We have too old istio version 1.4.3 so we are completely removing istio and installing the 1.12 version.
Re-installation Note:
We uninstalled helm installed istio 1.4.3 with same helm template method, deleted all resources from istio-system namespace and also
deleted the istio-system. The new installation is done with istioctl command.
Everything is working with latest version but only following scenario is not working which was working correctly on 1.4.3 version.
namespace1 has sidecar injected and running all nodejs workloads. Workloads login to MYSQL via a mysql-proxy installed on namespace2(this backend namespace has no sidecar injected). mysql-proxy deployment connects to MYSQL VM to perform the read and write operations.
Pod inside namespace1 connects to mysql-proxy deployment with “mysql -u user -h proxysql-mysql.namespace2.svc.cluster.local -P 6033 -p”
, the connection stuck and doesn’t complete.
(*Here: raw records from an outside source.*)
PR #350, opened 2020-04-29
Plotting and data analysis interface improvements

### LINKED ISSUE #288: Add Other taxa to plot_bargraph

### LINKED ISSUE #305: Allow simple resizing of plots
It would be nice to have `width` and `height` kwargs that let you specify the size of the output. These can just be passed directly to Altair's `.properties()` function I believe, but we'd want to make sure that whatever is passed to the helper is the _total_ plot size, including legends and other features.

One quick gotcha here is since the heatmaps returned by `plot_distance` are `HConcat` chart objects, you can't just call `.properties()` on the resulting object.

### LINKED ISSUE #306: Add support for calculating alpha diversities on abundances
Right now, we only support calculating alpha and beta diversities on the unnormalized read counts. For data with estimated abundances, we should allow calculating at least alpha diversity based on these abundances. 

Unfortunately Bray-Curtis only works with counts data, not proportions.

### LINKED ISSUE #310: Use abundances by default
When a new `SampleCollection` is instantiated, try to use abundance data if it is available for all samples. If it is not, issue a warning and fallback to readcount_w_children.

### LINKED ISSUE #345: Add support for calculating Unifrac distance matrices
In our `beta_diversity()` functions, we only support `braycurtis`, `jaccard`, and `cityblock` as values for the `metric` arg. 

We already support calculating Unifrac (weighted and unweighted) distances in `plot_distance`, so we should add support for outputting these as distance matrices as well.

clausmith:
This PR makes a handful of changes with the following two objectives:

1. Improve user ergonomics of plotting and distance functions
2. Improving our defaults around which metrics, ranks, and other parameters to use when

The main changes in here are:

- Adds more pythonic support for truthy/falsey values to `SampleCollection.filter()`
- Adds support for passing sorted lists to the various `sort_x` and `sort_y` plotting arguments

- Adds a property to `SampleCollection` to track whether we think the collection is all WGS/metagenomic data
- Checks the above and defaults to using `abundances` data for metagenomic datasets instead of `readcount_w_children`
- `rank="auto"` now defaults to `species` if the `field="abundances"` or the dataset is metagenomic, instead of `genus`
- Adds support for specifying `weighted_unifrac` and `unweighted_unifrac` as metrics in the `SampleCollection.beta_diversity()` method
- Adds support for calculating alpha and beta diversities on normalized data*. This is important since we'll now be using abundances by default for _most_ datasets
- Changes default alpha diversity metric from `simpson` to `shannon`, since `shannon` is generally a more appropriate default
- Adds support for specifying chart `width` and `height` directly in the `plot_*` functions
- Moves to use native Altair box plots and native Altair faceting (yay for simplification!)
- Adds option to plot "Other" bars on bargraphs with normalized read counts and abundances
- Adds option to plot "No <rank>" bars on bargraphs with abundances
- Removes support for just specifying `unifrac` as a metric - explicit over implicit
- Adds abundance rollups so we can use abundances at all taxonomic ranks
- Enumifies many things
- Switches to using a normalized tree for Weighted Unifrac calculations, which gives us Unifrac values in a `[0, 1]` range
- Adds a `project` column to the `metadata` DataFrame of a `SampleCollection`

\* The `scikit-bio` docs specify that the inputs to the alpha diversity functions should be counts. But if you look at the source, they proportionalize the data right away _anyway_, so I feel comfortable just passing in proportions (such as abundances) directly. For discussion of using normalized data with beta diversity functions, see #291. 

Closes #345 
Closes #306 
Closes #310 
Closes #288 
Closes #305


onecodex/analyses.py
```diff
@@ -49,7 +49,7 @@ def _guess_normalized(self):
         """
         return (
             getattr(self, "_normalized", False)
-            or getattr(self, "_field", None) == "abundance"
+            or getattr(self, "_field", None) in ["abundance", "abundance_w_children"]
```
Keats, line 52: can we enumify all those abundance/abundance_w_children and the ranks?

tests/test_dataframes.py
```diff
@@ -64,3 +65,30 @@ def test_pandas_extension(ocx, api_data):
         "204441",
         "1783270",
     ]
+
+# Current, there's a bug in pandas where these types of operations don't carryover
```
Keats, line 69: do you a have a link to a GH issue for it?

onecodex/analyses.py
Keats: Nevermind, just saw it's on your todo list

onecodex/models/collection.py
```diff
@@ -274,6 +289,25 @@ def _collate_results(self, field=None, include_host=None):
             table = results["table"]
             host_tax_ids = results.get("host_tax_ids", [])
 
+            table = {t.get("tax_id"): t for t in table}
```
Keats, line 292: Can there be cases where `t` doesn't have tax_id? Just a bit below it's doing `["tax_id"]`

onecodex/models/collection.py
```diff
@@ -274,6 +289,25 @@ def _collate_results(self, field=None, include_host=None):
...
+                result["abundance_w_children"] = result["abundance"]
+
+                while parent:
+                    if "abundance_w_children" not in parent:
+                        parent["abundance_w_children"] = 0
+
+                    parent["abundance_w_children"] += result["abundance"]
+                    parent = table.get(parent["parent_tax_id"])
+
+            table = [v for k, v in table.items()]
```
Keats, line 309: `table.values()`? 
Can we have a different name for the dict version since it doesn't have the same type?

onecodex/viz/_bargraph.py
```diff
@@ -134,82 +154,65 @@ def plot_bargraph(
         # OCX this should be okay)
         #
 
-        ylabel = df.ocx.field if ylabel is None else ylabel
+        ylabel = field if ylabel is None else ylabel
```
Keats, line 157: `ylabel or field`?

onecodex/viz/_bargraph.py
```diff
@@ -134,82 +154,65 @@ def plot_bargraph(
...
         xlabel = "" if xlabel is None else xlabel
```
Keats, line 158: xlabel or "" to match my comment above.

onecodex/viz/_bargraph.py
```diff
@@ -134,82 +154,65 @@ def plot_bargraph(
...
-                    ),
-                    color=alt.Color("tax_name", legend=alt.Legend(title=legend)),
-                    tooltip=tooltip_for_altair,
-                    href="url:N",
-                )
+            kwargs["column"] = haxis
+
+        domain = sorted(df["tax_name"].unique())
+
+        no_level_name = "No {}".format(rank)
```
Keats, line 172: I think we can generate all of those at the module level in a dict? Not that this would make any differences for performance but maybe a bit cleaner.

tests/test_dataframes.py
boydgreenfield: I'm not sure if @clausmith has opened it yet. @clausmith please add once open on https://github.com/pandas-dev/pandas

onecodex/lib/enums.py
```diff
@@ -0,0 +1,13 @@
...
+
+BETA_DIVERSITY_METRICS = {
+    "jaccard",
+    "braycurtis",
+    "cityblock",
+    "weighted_unifrac",
+    "unweighted_unifrac",
+}
+
+FIELDS = {"auto", "abundance", "readcount", "readcount_w_children"}
```
Keats, line 13: Can we make all of those enums? We compare to a string everywhere in the codebase.

tests/test_dataframes.py
Keats: can we create it before merging?

clausmith: Yes I think so. There are about half a dozen other issues open already about this functionality, and there's some discussion about deprecating it completely. I'm just trying to figure out whether there's already an issue open specifically about _our_ bug.

onecodex/analyses.py
```diff
@@ -303,10 +304,9 @@ def to_df(
         if normalize is False and self._guess_normalized():
             raise OneCodexException("Data has already been normalized and this can not be undone.")
 
-        if normalize is True or (
-            normalize == "auto" and rank is not None and self._field != "abundance"
-        ):
-            df = df.div(df.sum(axis=1), axis=0)
+        if normalize is True or (normalize == "auto" and rank):
+            if not self._guess_normalized():
+                df = df.div(df.sum(axis=1), axis=0)
```
clausmith, line 309: @boydgreenfield I figured out what's going on here. We've introduced `abundance_w_children` as a field for cumulative abundances, which opened a bug where you could double-normalize the abundance data. I moved the check for whether the data type is abundances into `_guess_normalized`.

onecodex/analyses.py
```diff
@@ -357,7 +357,7 @@ def _make_pretty_field_name(field, normalized):
                 return "Reads (Normalized)"
             else:
                 return "Reads"
-        elif field == "abundance":
+        elif field == Field.Abundance:
             return "Relative Abundance"
```
boydgreenfield, line 361: We should probably use the `Field` enum in line 355 too

onecodex/distance.py
```diff
@@ -21,28 +22,20 @@ def alpha_diversity(self, metric="simpson", rank="auto"):
         """
         import skbio.diversity
 
-        if metric not in ("simpson", "chao1", "shannon"):
+        if metric not in AlphaDiversityMetric.values():
```
boydgreenfield, line 25: ~I kind of dislike this. @Keats what do you think about a `has_value` staticmethod or similar? That seems to be a suggestion here and is IMO a bit clearer than adding `values` in this same way.~

@clausmith @Keats already added this. I'd just lean towards writing as `AlphaDiversityMetric.has_value(metric)`

onecodex/lib/enums.py
```diff
@@ -0,0 +1,74 @@
...
+    def values(cls):
+        return [e.value for e in cls]
+
+
+class AbundanceField(BaseEnum):
+    Abundance = "abundance"
+    AbundanceWChildren = "abundance_w_children"
+
+
+class Field(BaseEnum):
```
boydgreenfield, line 21: Should this be renamed to `Metric` and `AbundanceMetric`. "Field" feels very generic. Realize that's a larger API change probably...

onecodex/models/collection.py
```diff
@@ -140,42 +151,42 @@ def _classification_fetch(self, skip_missing=None):
...
 
         new_classifications = []
 
-        for a in self._res_list:
-            if a.__class__.__name__ == "Samples":
-                c = a.primary_classification
-            elif a.__class__.__name__ == "Classifications":
-                c = a
+        for obj in self._res_list:
+            if isinstance(obj, Samples):
```
boydgreenfield, line 161: 👏 Thank you.

onecodex/models/collection.py
```diff
@@ -255,7 +266,7 @@ def _collate_results(self, field=None, include_host=None):
         field = field if field else self._kwargs["field"]
         include_host = include_host if include_host else self._kwargs["include_host"]
 
-        if field not in ("auto", "abundance", "readcount", "readcount_w_children"):
+        if field not in Field.values():
```
boydgreenfield, line 269: Nit: `Field.has_value(field)`, but see my point re: field vs. metric as a name here.

onecodex/lib/enums.py
Keats: @clausmith I've updated the has_value calls, i'll let you weight in on the naming. Let me know what you want/prefer and I'll update it.

clausmith: There are one or two other places where we have a kwarg for `field`, but I don't have a strong preference either way. As long as `Metric` wouldn't get confusing with `AlphaDiversityMetric` and `BetaDiversityMetric` since it's distinct then I think we're fine to change `Field` -> `Metric`.

onecodex/models/collection.py
clausmith: You did this.

onecodex/analyses.py
```diff
@@ -303,10 +304,9 @@ def to_df(
         if normalize is False and self._guess_normalized():
             raise OneCodexException("Data has already been normalized and this can not be undone.")
 
-        if normalize is True or (
-            normalize == "auto" and rank is not None and self._field != "abundance"
-        ):
-            df = df.div(df.sum(axis=1), axis=0)
+        if normalize is True or (normalize == "auto" and rank):
```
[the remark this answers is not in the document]
clausmith: The abundance check is moved to `_guess_normalized`

CHANGELOG.md
```diff
@@ -0,0 +1,31 @@
...
+-   Switches to using a normalized tree for Weighted Unifrac calculations, which gives us Unifrac values in a [0, 1] range
+-   Defaults to using abundances data for metagenomic datasets instead of readcount_w_children
+
+### Deprecated
+
+-   The `field` kwarg on the `SampleCollection` constructor has been renamed to `metric`. We still support passing either, but show a `DeprecationWarning` when passing `field`
+
+### Removed
+
+-   Removes support for just specifying `unifrac` as a metric
```
Keats, line 31: is there a recommended new value for people using that metric? unweighted_unifrac?

onecodex/analyses.py
```diff
@@ -49,7 +50,7 @@ def _guess_normalized(self):
         """
         return (
             getattr(self, "_normalized", False)
-            or getattr(self, "_field", None) == "abundance"
+            or AbundanceMetric.has_value(self._metric)
```
Keats, line 53: so `self._metric` cannot be None/undefined anymore?

onecodex/distance.py
```diff
@@ -58,23 +51,28 @@ def beta_diversity(self, metric="braycurtis", rank="auto"):
...
 
-        counts = []
-        for c_id in df.index:
-            counts.append(df.loc[c_id].tolist())
+        if metric == BetaDiversityMetric.WeightedUnifrac:
+            return self.unifrac(weighted=True, rank=rank)
+        elif metric == BetaDiversityMetric.UnweightedUnifrac:
+            return self.unifrac(weighted=False, rank=rank)
+        elif metric == BetaDiversityMetric.Jaccard:
+            df = df > 0  # Jaccard requires a boolean matrix, otherwise it throws a warning
```
Keats, line 68: `df > 0`... what does it even do? replace by a boolean every value that is > 0 in the dataframe?

onecodex/models/analysis.py
```diff
@@ -40,6 +51,51 @@ class Classifications(Analyses):
...
+        # Roll-up abundances to parent taxa
+        for tax_id, result in table.items():
+            if result["parent_tax_id"] not in table:
+                continue
+
+            parent = table[result["parent_tax_id"]]
+            result[Metric.AbundanceWChildren.value] += result[Metric.Abundance] or 0.0
+
+            while parent:
+                parent[Metric.AbundanceWChildren.value] += result[Metric.Abundance] or 0.0
```
Keats, line 87: I'm not sure you need all the `.value` in that function

onecodex/viz/_bargraph.py
```diff
@@ -134,82 +152,93 @@ def plot_bargraph(
...
+            "#76b7b2",
+            "#59a14f",
+            "#edc948",
+            "#b07aa1",
+            "#ff9da7",
+            "#9c755f",
+            "#bab0ac",
+        ]
+        other_colour = ["#d0dadb"]
+        no_level_colour = ["#eeefe1"]
```
Keats, line 183: Can we extract the colours outside of the function or we never want to override/change it?

onecodex/viz/_bargraph.py
```diff
@@ -134,82 +152,93 @@ def plot_bargraph(
...
+
+        chart = (
+            alt.Chart(df)
+            .mark_bar()
+            .encode(
+                x=alt.X("Label", axis=alt.Axis(title=xlabel), sort=sort_order),
+                y=alt.Y(
+                    self.metric, axis=alt.Axis(title=ylabel), scale=alt.Scale(**y_scale_kwargs)
+                ),
+                color=alt.Color(
```
Keats, line 216: sadly it uses the wrong spelling here :(

onecodex/viz/_distance.py
```diff
@@ -14,25 +15,26 @@ def _compute_distance(self, rank, metric):
...
+        elif metric in (BetaDiversityMetric.BrayCurtis, "bray-curtis", "bray curtis"):
+            distances = self.beta_diversity(metric=BetaDiversityMetric.BrayCurtis, rank=rank)
+        elif metric in ("manhattan", BetaDiversityMetric.CityBlock):
+            distances = self.beta_diversity(metric=BetaDiversityMetric.CityBlock, rank=rank)
+        elif metric == BetaDiversityMetric.Jaccard:
+            distances = self.beta_diversity(metric=BetaDiversityMetric.Jaccard, rank=rank)
+        elif metric == BetaDiversityMetric.WeightedUnifrac:
             distances = self.unifrac(weighted=True, rank=rank)
-        elif metric == "unweighted_unifrac":
+        elif metric == BetaDiversityMetric.UnweightedUnifrac:
```
Keats, line 26: If we expose the enums and recommend their usage in the docs, we can just let people use that and not have to worry about mispelling/other names and they would get auto-completion in notebooks I think?

onecodex/viz/_metadata.py
```diff
@@ -168,20 +167,31 @@ def plot_metadata(
...
+
+        if title:
+            props["title"] = title
+        if width:
+            props["width"] = width
+        if height:
+            props["height"] = height
+
+        if props:
+            chart = chart.properties(**props)
```
Keats, line 193: this code is repeated a few times, something updating the chart title too. Can it be abstracted? Not a blocker

onecodex/viz/_primitives.py
```diff
@@ -4,72 +4,21 @@
...
-    upper_plot = alt.Chart(df).mark_rule().encode(y=upper_whisker, y2=upper_box, x=x_format)
-
-    middle_tick = (
-        alt.Chart(df)
-        .mark_tick(color="black", size=35)
-        .encode(
-            y="median({}):Q".format(quantity),
-            x=alt.X(x_format, axis=alt.Axis(title=xlabel)),
-            tooltip="median({}):Q".format(quantity),
+def sort_helper(sort, values):
```
Keats, line 7: Can this have a docstring? Especially when `sort` is a list, it seems to be a `set` version of `values`?

onecodex/viz/_primitives.py
```diff
@@ -4,72 +4,21 @@
...
+    sort_order = None
+    values = list(set(values))
```
Keats, line 9: you could delay that in the branch below as it is only in that case that you need to do it.

CHANGELOG.md
clausmith: Generally speaking the user should specify whether they want to do `unweighted_unifrac` or `weighted_unifrac`. Just specifying `unifrac` was vague, and didn't really match up with the usual terminology.

onecodex/analyses.py
clausmith: No, it shouldn't be.

onecodex/distance.py
clausmith: Yep, exactly. `jaccard` throws a warning if you pass it a quantitative data frame, since it then does the conversion implicitly.

onecodex/viz/_bargraph.py
clausmith: This colour scale is specific to the bar plot here. We can look at moving it out in the future if we have other plots that use the bar plot format.

onecodex/viz/_bargraph.py
clausmith: I know :(

onecodex/viz/_distance.py
clausmith: I think our users are probably at the level where enums are pretty far outside their scope of comprehension. I'd prefer to let them just pass in strings for now.

onecodex/models/analysis.py
boydgreenfield: We do need it or the key becomes the enum, which is a bit gross as it's inconsistent with the other keys.

onecodex/viz/_distance.py
boydgreenfield: Agree with @clausmith.

onecodex/viz/_metadata.py
boydgreenfield: Simplified.

onecodex/viz/_primitives.py
boydgreenfield: Updated.

onecodex/viz/_primitives.py
boydgreenfield: 👍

Telnet at port 6033 works.
Destinationrule is as follows:
apiVersion: networking.istio.io/v1alpha3
kind: DestinationRule
metadata:
name: “mysql-proxy”
spec:
host: “proxysql-mysql.namespace2.svc.cluster.local”
trafficPolicy:
tls:
mode: DISABLE
The mesh_policy is "ALLOW_ANY.
The connection stuck and doesn’t return error.The istio-proxy and istiod logs not generating any error with debug mode.
It would be great help if we can get some guidance to diagnose the issue.